She inserts the Trust Tape. The volume is louder than usual this time, other than that it is the same old message. As it plays, all I can focus on is that the thought of Tyler meeting my mom makes me ill. At the moment, she is wearing a pair of ancient navy blue mesh running shorts and a T-shirt with the Virgin of Guadalupe on it, which is supposed to make some kind of statement. She is barefoot and carrying a glass of wine and has the readi
ng glasses she started wearing last winter perched on her nose. She was proud of having “scored” them at the dollar store. They have a leopard-print pattern that she thinks makes them cool.
“Aubrey! Are you even listening to me? Say something.”
“This is so ridiculously unfair! Why do you have to know every single thing I do every second of the day! I am not two years old. I’m not going to choke on a hot dog or stick a fork in an outlet. You do realize that I’m going to be gone in a few months, don’t you? You won’t be able to micromanage every second of every day when I’m on my own. What then, huh? I’m almost eighteen. Legal age. Then I’ll be able to vote and sign a contract and, if I was a guy, I could be drafted. You know, run my own life.”
“And who is supposed to finance this life you’ll be running all on your own?”
“I have money saved.”
“You did until you started squandering it on identical pairs of obscenely overpriced shorts.”
“See!? That is exactly what I’m talking about! God! I cannot wait until I don’t have someone keeping track of every cent I spend and passing judgment on every single goddamn thing I do!”
“Aubrey, I am not passing judgment on you.”
“Bullshit. That is all you ever do! That is all you’ve ever done!”
“Aubrey, calm down.”
“Me calm down? You calm down.”
“OK, I’m calm.
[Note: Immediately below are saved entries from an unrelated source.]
PR #2338, opened 2018-02-22
Jormun: Fix address in poi in api global autocomplete 

kadhikari:
Ticket: https://jira.canaltp.fr/browse/NAVITIAII-2378

### DIFF
--- a/source/jormungandr/jormungandr/autocomplete/geocodejson.py
+++ b/source/jormungandr/jormungandr/autocomplete/geocodejson.py
@@ -133,24 +133,28 @@ def get_lon_lat(obj):
     return lon, lat
 
 
-def create_address_field(geocoding, poi_lat, poi_lon):
+def create_address_field(geocoding, poi_lat=None, poi_lon=None):
     if not geocoding:
         return None
     coord = geocoding.get('coord', {})
     lat = str(coord.get('lat')) if coord and coord.get('lat') else poi_lat
     lon = str(coord.get('lon')) if coord and coord.get('lon') else poi_lon
-
-    return {
-        "id": geocoding.get('id'),
+    address_id = '{lon};{lat}'.format(lon=lon, lat=lat)
+    resp = {
+        "id": address_id,
         "label": geocoding.get('label'),
         "name": geocoding.get('name'),
         "coord": {
             "lat": lat,
             "lon": lon
         },
-        "house_number": get_house_number(geocoding.get('housenumber')),
-        "administrative_regions": create_administrative_regions_field(geocoding) or create_admin_field(geocoding)
+        "house_number": get_house_number(geocoding.get('housenumber'))
     }
+
+    admins = create_administrative_regions_field(geocoding) or create_admin_field(geocoding)
+    if admins:
+        resp['administrative_regions'] = admins
+    return resp
 
 
 class AdministrativeRegionField(fields.Raw):
@@ -212,7 +216,6 @@ class PoiField(fields.Raw):
         geocoding = obj.get('properties', {}).get('geocoding', {})
         poi_types = geocoding.get('poi_types', [])
 
-        # TODO add address, properties attributes
         res = {
             "id": geocoding.get('id'),
             "coord": {
@@ -337,6 +340,8 @@ class GeocodeJson(AbstractAutocomplete):
     TYPE_HOUSE = "house"
     TYPE_STREET = "street"
 
+    TYPE_LIST = [TYPE_STOP_AREA, TYPE_CITY, TYPE_POI, TYPE_HOUSE, TYPE_STREET]
+
     def __init__(self, **kwargs):
         self.host = kwargs.get('host')
         self.timeout = kwargs.get('timeout', 10)
@@ -362,7 +367,18 @@ class GeocodeJson(AbstractAutocomplete):
             raise TechnicalError('error in autocomplete request')
 
     @classmethod
-    def _clean_response(cls, response, depth=3):
+    def _clean_response(cls, response, depth=1):
+
+        def is_deleteable(_key, _value, _depth):
+            if _depth > -1:
+                return False
+            else:
+                if _key == 'administrative_regions':
+                    return True
+                elif isinstance(_value, dict) and _value.get('type') in cls.TYPE_LIST:
+                    return True
+                else:
+                    return False
 
         def _clear_object(obj):
             if isinstance(obj, list):
@@ -371,19 +387,12 @@ class GeocodeJson(AbstractAutocomplete):
                 obj.clear()
 
         def _manage_depth(_key, _value, _depth):
-            if _depth == -1:
+
+            if is_deleteable(_key, _value, _depth):
                 _clear_object(_value)
-            #We should not delete any element of admins of parent node
-            elif _key == 'administrative_regions':
-                if depth == -1:
-                    _clear_object(_value)
-            elif isinstance(_value, list):
-                for obj in _value:
-                    for k, v in obj.items():
-                        _manage_depth(k, v, _depth-1)
             elif isinstance(_value, dict):
                 for k, v in _value.items():
-                    if _depth == -1:
+                    if is_deleteable(k, v, _depth):
                         _clear_object(v)
                     else:
                         _manage_depth(k, v, _depth-1)
@@ -400,7 +409,7 @@ class GeocodeJson(AbstractAutocomplete):
         return response
 
     @classmethod
-    def response_marshaler(cls, response_bragi, uri=None, depth=3):
+    def response_marshaler(cls, response_bragi, uri=None, depth=1):
         cls._check_response(response_bragi, uri)
         json_response = response_bragi.json()
         #Clean dict objects depending on depth passed in request parameter.
@@ -459,7 +468,9 @@ class GeocodeJson(AbstractAutocomplete):
 
         if request.get("from"):
             params["lon"], params["lat"] = self.get_coords(request["from"])
-        if request.get("depth"):
+
+        #valid values of depth 0 to N
+        if 'depth' in request:
             params["depth"] = request["depth"]
         return params
 
@@ -476,7 +487,7 @@ class GeocodeJson(AbstractAutocomplete):
             method = requests.post
 
         raw_response = self.call_bragi(url, method, **kwargs)
-        depth = request.get('depth', 3)
+        depth = request.get('depth', 1)
 
         return self.response_marshaler(raw_response, None, depth)
 
--- a/source/jormungandr/jormungandr/autocomplete/geocodejson.py
+++ b/source/jormungandr/jormungandr/autocomplete/geocodejson.py
@@ -93,7 +93,7 @@ def create_administrative_regions_field(geocoding):
         zip_codes = admin.get('zip_codes', [])
         response.append({
             "insee": admin.get('insee'),
-            "name": admin.get('label'),
+            "name": admin.get('name'),
             "level":
                 int(admin.get('level')) if admin.get('level') else None,
             "coord": {
@@ -224,13 +224,15 @@ class PoiField(fields.Raw):
             },
             "label": geocoding.get('label'),
             "name": geocoding.get('name'),
-            "administrative_regions":
-                create_administrative_regions_field(geocoding) or create_admin_field(geocoding),
             "properties": {p.get('key'): p.get('value') for p in geocoding.get("properties", [])},
             "address": create_address_field(geocoding.get("address"), poi_lat=lat, poi_lon=lon)
         }
         if isinstance(poi_types, list) and poi_types:
             res['poi_type'] = poi_types[0]
+
+        admins = create_administrative_regions_field(geocoding) or create_admin_field(geocoding)
+        if admins:
+            res['administrative_regions'] = admins
         return res
 
 
@@ -469,9 +471,6 @@ class GeocodeJson(AbstractAutocomplete):
         if request.get("from"):
             params["lon"], params["lat"] = self.get_coords(request["from"])
 
-        #valid values of depth 0 to N
-        if 'depth' in request:
-            params["depth"] = request["depth"]
         return params
 
     def get(self, request, instances):
--- a/source/jormungandr/jormungandr/autocomplete/geocodejson.py
+++ b/source/jormungandr/jormungandr/autocomplete/geocodejson.py
@@ -193,7 +193,7 @@ class AddressField(fields.Raw):
         lon, lat = get_lon_lat(obj)
         geocoding = obj.get('properties', {}).get('geocoding', {})
 
-        return {
+        res = {
             "id": '{};{}'.format(lon, lat),
             "coord": {
                 "lon": lon,
@@ -201,11 +201,13 @@ class AddressField(fields.Raw):
             },
             "house_number": get_house_number(geocoding.get('housenumber')),
             "label": geocoding.get('label'),
-            "name": geocoding.get('name'),
-            "administrative_regions":
-                create_administrative_regions_field(geocoding) or create_admin_field(geocoding) ,
+            "name": geocoding.get('name')
         }
 
+        admins = create_administrative_regions_field(geocoding) or create_admin_field(geocoding)
+        if admins:
+            res['administrative_regions'] = admins
+        return res
 
 class PoiField(fields.Raw):
     def output(self, key, obj):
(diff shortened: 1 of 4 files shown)


kinnou02:
Jenkins, test this please.

source/jormungandr/jormungandr/autocomplete/geocodejson.py
```diff
@@ -127,12 +127,12 @@ def get_lon_lat(obj):
...
 
 
-def create_address_field(geocoding):
+def create_address_field(geocoding, poi_lat, poi_lon):
     if not geocoding:
         return None
     coord = geocoding.get('coord', {})
-    lat = str(coord.get('lat')) if coord and coord.get('lat') else None
-    lon = str(coord.get('lon')) if coord and coord.get('lon') else None
+    lat = str(coord.get('lat')) if coord and coord.get('lat') else poi_lon
```
kinnou02: You mix lat and lon here

source/jormungandr/jormungandr/autocomplete/geocodejson.py
```diff
@@ -217,7 +218,7 @@ def output(self, key, obj):
             "administrative_regions":
                 create_administrative_regions_field(geocoding) or create_admin_field(geocoding),
             "properties": {p.get('key'): p.get('value') for p in geocoding.get("properties", [])},
-            "address": create_address_field(geocoding.get("address"))
+            "address": create_address_field(geocoding.get("address"), lat, lon)
```
kinnou02: I might be paranoiac, but I will prefer that we use named parameter for lat and lon, as: 
```
create_address_field(geocoding.get("address"), lat=lat, lon=lon)
```

source/jormungandr/jormungandr/autocomplete/geocodejson.py
```diff
@@ -349,10 +350,47 @@ def _check_response(cls, response, uri):
             raise TechnicalError('error in autocomplete request')
 
     @classmethod
-    def response_marshaler(cls, response_bragi, uri=None):
+    def _clean_response(cls, response, depth=3):
+
+        def _clear_object(obj, dep):
+            if dep == -1:
```
kinnou02: Since we are already checking the `depth` before calling this method we don't have to do it another time

source/jormungandr/jormungandr/autocomplete/geocodejson.py
```diff
@@ -349,10 +350,47 @@ def _check_response(cls, response, uri):
...
+                if isinstance(obj, list):
+                    del obj[:]
+                elif isinstance(obj, dict):
+                    obj.clear()
+
+        def _manage_depth(_key, _value, _depth):
+
+            if _depth == -1:
+                _clear_object(_value, _depth)
+            elif _key == 'administrative_regions':
```
kinnou02: Why? a comment might help

source/jormungandr/jormungandr/autocomplete/geocodejson.py
```diff
@@ -349,10 +350,47 @@ def _check_response(cls, response, uri):
...
+                    if _depth == -1:
+                        _clear_object(v, _depth)
+                    else:
+                        _manage_depth(k, v, _depth-1)
+
+        features = response.get('features')
+        if features:
+            for feature in features:
+                key = 'geocoding'
+                value = feature.get('properties').get('geocoding')
```
kinnou02: `properties` or `geocoding` might be None

kinnou02 (changes requested):

kadhikari:
@kinnou02 could you have a look please?

source/jormungandr/jormungandr/autocomplete/geocodejson.py
```diff
@@ -127,12 +127,12 @@ def get_lon_lat(obj):
     return lon, lat
 
 
-def create_address_field(geocoding):
+def create_address_field(geocoding, poi_lat, poi_lon):
```
pbougue: Why not populate `geocoding.address.coord`before (if empty) instead of adding params?
If we keep those params, default them to None might be a bit better.

source/jormungandr/jormungandr/autocomplete/geocodejson.py
```diff
@@ -418,8 +460,9 @@ def get(self, request, instances):
             method = requests.post
 
         raw_response = self.call_bragi(url, method, **kwargs)
+        depth = request.get('depth', 3)
```
pbougue: Default depth is 1 (so I guess this should be the default value everywhere)

source/jormungandr/jormungandr/autocomplete/geocodejson.py
```diff
@@ -349,10 +350,49 @@ def _check_response(cls, response, uri):
...
+                key = 'geocoding'
+                value = feature.get('properties', {}).get('geocoding')
+                if not value:
+                    continue
+                _manage_depth(key, value, depth)
+
+        return response
+
+    @classmethod
+    def response_marshaler(cls, response_bragi, uri=None, depth=3):
```
pbougue: depth=1 by default

source/jormungandr/jormungandr/autocomplete/geocodejson.py
```diff
@@ -349,10 +350,49 @@ def _check_response(cls, response, uri):
             raise TechnicalError('error in autocomplete request')
 
     @classmethod
-    def response_marshaler(cls, response_bragi, uri=None):
+    def _clean_response(cls, response, depth=3):
```
pbougue: depth=1 by default

source/jormungandr/jormungandr/autocomplete/geocodejson.py
```diff
@@ -349,10 +350,49 @@ def _check_response(cls, response, uri):
...
+
+        def _clear_object(obj):
```
pbougue: Minor: might even be in utils

source/jormungandr/jormungandr/autocomplete/geocodejson.py
```diff
@@ -349,10 +350,49 @@ def _check_response(cls, response, uri):
...
+            if isinstance(obj, list):
+                del obj[:]
+            elif isinstance(obj, dict):
+                obj.clear()
+
+        def _manage_depth(_key, _value, _depth):
```
pbougue, line 395: This feels too generic, more than it is in kraken...
This code feels to clean :stuck_out_tongue_closed_eyes: 
Let's just compare results obtained in jormun using bragi vs. those using kraken (that's what you're supposed to do in tests)

source/jormungandr/jormungandr/interfaces/v1/serializer/geocode_json.py
```diff
@@ -169,7 +169,8 @@ def get_address(self, obj):
         address = obj.get('properties', {}).get('geocoding', {}).get('address', None)
         if not address:
             return None
-        return create_address_field(address)
+        poi_lon, poi_lat = get_lon_lat(obj)
+        return create_address_field(address, poi_lat, poi_lon)
```
TeXitoi: Same here, something like `return create_address_field(address, lat=poi_lat, lon=poi_lon)`?

source/jormungandr/tests/bragi_autocomplete_tests.py
```diff
@@ -279,7 +399,8 @@ def test_autocomplete_call(self):
             'q': u'bob',
             'type[]': [u'public_transport:stop_area', u'street', u'house', u'poi', u'city'],
             'limit': 10,
-            'pt_dataset': 'main_routing_test'
+            'pt_dataset': 'main_routing_test',
+            'depth': 1
```
pbougue: This should not be necessary as it's default value

source/jormungandr/tests/bragi_autocomplete_tests.py
```diff
@@ -323,7 +444,8 @@ def test_autocomplete_call_override(self):
...
```
pbougue: This should not be necessary as it's default value

source/jormungandr/tests/bragi_autocomplete_tests.py
```diff
@@ -509,6 +631,149 @@ def test_stop_area_without_modes(self):
...
             assert 'physical_modes' not in r[0]['stop_area']
 
+    def test_autocomplete_call_with_depth_1(self):
+        url = 'https://host_of_bragi/autocomplete'
+        params = {
+            'q': u'bobette',
+            'type[]': [u'public_transport:stop_area', u'street', u'house', u'poi', u'city'],
+            'limit': 10,
+            'pt_dataset': 'main_routing_test',
+            'depth': 1
```
pbougue: Nice to fix it in one test, though (please let that one ;) )

source/jormungandr/tests/bragi_autocomplete_tests.py
```diff
@@ -674,131 +940,20 @@ def test_journey_with_external_uri_from_bragi(self):
...
-                    "type": "Feature"
-                }
-            ]
-        }
-
         args = {
             u'pt_dataset': 'main_routing_test',
             u'type[]': [u'public_transport:stop_area', u'street', u'house', u'poi', u'city'],
             u'limit': 10,
+            u'depth': 1,
```
pbougue: This should not be necessary as it's default value

source/jormungandr/tests/bragi_autocomplete_tests.py
```diff
@@ -825,11 +980,13 @@ def get_autocomplete(query):
                 assert response_from['poi']['properties']["amenity"] == "bicycle_rental"
                 assert response_from['poi']['properties']["capacity"] == "20"
                 assert response_from['poi']['properties']["ref"] == "12"
-                assert response_from['poi']['address']['id'] == "179077655"
+                assert response_from['poi']['address']['id'] == "addr:8.9809147;42.561667"
```
pbougue: This is not a correct address id: you don't get a prefix from kraken autocomplete
This was also part of the JIRA comment (the minor part of the 3)

source/jormungandr/tests/bragi_autocomplete_tests.py
```diff
@@ -509,6 +631,149 @@ def test_stop_area_without_modes(self):
...
+            assert poi_admins[0]['id'] == "admin:fr:02000"
+            assert poi_admins[0]['insee'] == "02000"
+            assert poi_admins[0]['label'] == "Bobtown (02000)"
+            assert poi_admins[0]['coord']['lat'] == "48.8396154"
+            assert poi_admins[0]['coord']['lon'] == "2.3957517"
+
+            address = poi['address']
+            assert address['coord']['lat'] == '8.98312e-05'
+            assert address['coord']['lon'] == '8.98312e-05'
+            assert address['id'] == "addr:8.9809147;42.561667"
```
pbougue: wrong id

source/jormungandr/tests/bragi_autocomplete_tests.py
```diff
@@ -509,6 +631,149 @@ def test_stop_area_without_modes(self):
...
```
pbougue: wrong id

source/jormungandr/tests/bragi_autocomplete_tests.py
```diff
@@ -509,6 +631,149 @@ def test_stop_area_without_modes(self):
...
```
pbougue: wrong id

pbougue (changes requested):

source/jormungandr/tests/bragi_autocomplete_tests.py
kadhikari: This parameter is needed for the Mock.

source/jormungandr/jormungandr/autocomplete/geocodejson.py
kadhikari: I think we parse and modify two times if i modify the code as you suggest?

kadhikari:
@pbougue i pushed a version with a complete verification of queries with depth = 0, 1, 2 and 3

source/jormungandr/tests/bragi_autocomplete_tests.py
```diff
@@ -509,6 +633,183 @@ def test_stop_area_without_modes(self):
...
+            poi_admins = poi['administrative_regions']
+            assert len(poi_admins) == 1
+            assert poi_admins[0]['id'] == "admin:fr:02000"
+            assert poi_admins[0]['insee'] == "02000"
+            assert poi_admins[0]['label'] == "Bobtown (02000)"
+            assert poi_admins[0]['coord']['lat'] == "48.8396154"
+            assert poi_admins[0]['coord']['lon'] == "2.3957517"
+
+            address = poi['address']
+            assert address['coord']['lat'] == '8.98312e-05'
```
pbougue: Please have different values in lat/lon so we know if we mixed them (same everywhere)

source/jormungandr/tests/bragi_autocomplete_tests.py
```diff
@@ -509,6 +633,183 @@ def test_stop_area_without_modes(self):
...
+            assert address['coord']['lon'] == '8.98312e-05'
+            assert address['id'] == "8.98312e-05;8.98312e-05"
```
pbougue: same: lat != lon

pbougue (commented):
This also has to be hand-tested (I can give you my conf)

kinnou02 (approved):

source/jormungandr/jormungandr/autocomplete/geocodejson.py
```diff
@@ -93,7 +93,7 @@ def create_administrative_regions_field(geocoding):
         zip_codes = admin.get('zip_codes', [])
         response.append({
             "insee": admin.get('insee'),
-            "name": admin.get('label'),
+            "name": admin.get('name'),
```
pbougue, line 96: :+1:

source/jormungandr/jormungandr/interfaces/v1/test/elastic_search_tests.py
```diff
@@ -63,6 +63,7 @@ def bragi_house_jaures_feature():
                         "insee": "02000",
                         "level": 8,
                         "label": "Saint-Quentin",
```
pbougue: It would be nicer to have realistic labels on the ones tested (on all of them would be even nicer).
If not realistic, at least different from name, as mixing them was a bug before.

source/jormungandr/jormungandr/autocomplete/geocodejson.py
```diff
@@ -349,10 +357,53 @@ def _check_response(cls, response, uri):
...
+            elif isinstance(obj, dict):
+                obj.clear()
+
+        def _manage_depth(_key, _value, _depth):
+
+            if is_deleteable(_key, _value, _depth):
+                _clear_object(_value)
+            elif isinstance(_value, dict):
+                for k, v in _value.items():
+                    if is_deleteable(k, v, _depth):
```
pbougue: Isn't that part already managed 2 lines below (as you call it with depth-1) ?

pbougue (approved):
This looks good.
What worries me is that the cleaning impacts every objects, not just poi.address.administrative_regions...So we need to test it for all depth, and all other features (stops, address, admin, streets), at least manually.

TeXitoi (approved):

source/jormungandr/jormungandr/autocomplete/geocodejson.py
```diff
@@ -127,15 +127,15 @@ def get_lon_lat(obj):
...
-    lat = str(coord.get('lat')) if coord and coord.get('lat') else None
-    lon = str(coord.get('lon')) if coord and coord.get('lon') else None
-
-    return {
-        "id": geocoding.get('id'),
+    lat = str(coord.get('lat')) if coord and coord.get('lat') else poi_lat
+    lon = str(coord.get('lon')) if coord and coord.get('lon') else poi_lon
+    address_id = '{lon};{lat}'.format(lon=lon, lat=lat)
+    resp = {
+        "id": address_id,
```
benoit-bst, line 144: Why the Poi address ID is now long;lat ? It doesn't exist an associated ID ?

benoit-bst (approved):

source/jormungandr/jormungandr/autocomplete/geocodejson.py
TeXitoi: address ids are coords. If we don't have reverse geocoding, an empty address can be generated with such an id.

benoit-bst: :+1:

Look, all I want to do is meet this guy you’re spending so much time with. That is not some kind of bizarre request.”
The overhead light shines off her freakishly large forehead until it starts pulsing like something out of Babylon 5. There is no way I can explain why she must never meet Tyler. Why Tyler and I are not and never will be a Meet the Parents kind of thing. It just can never happen.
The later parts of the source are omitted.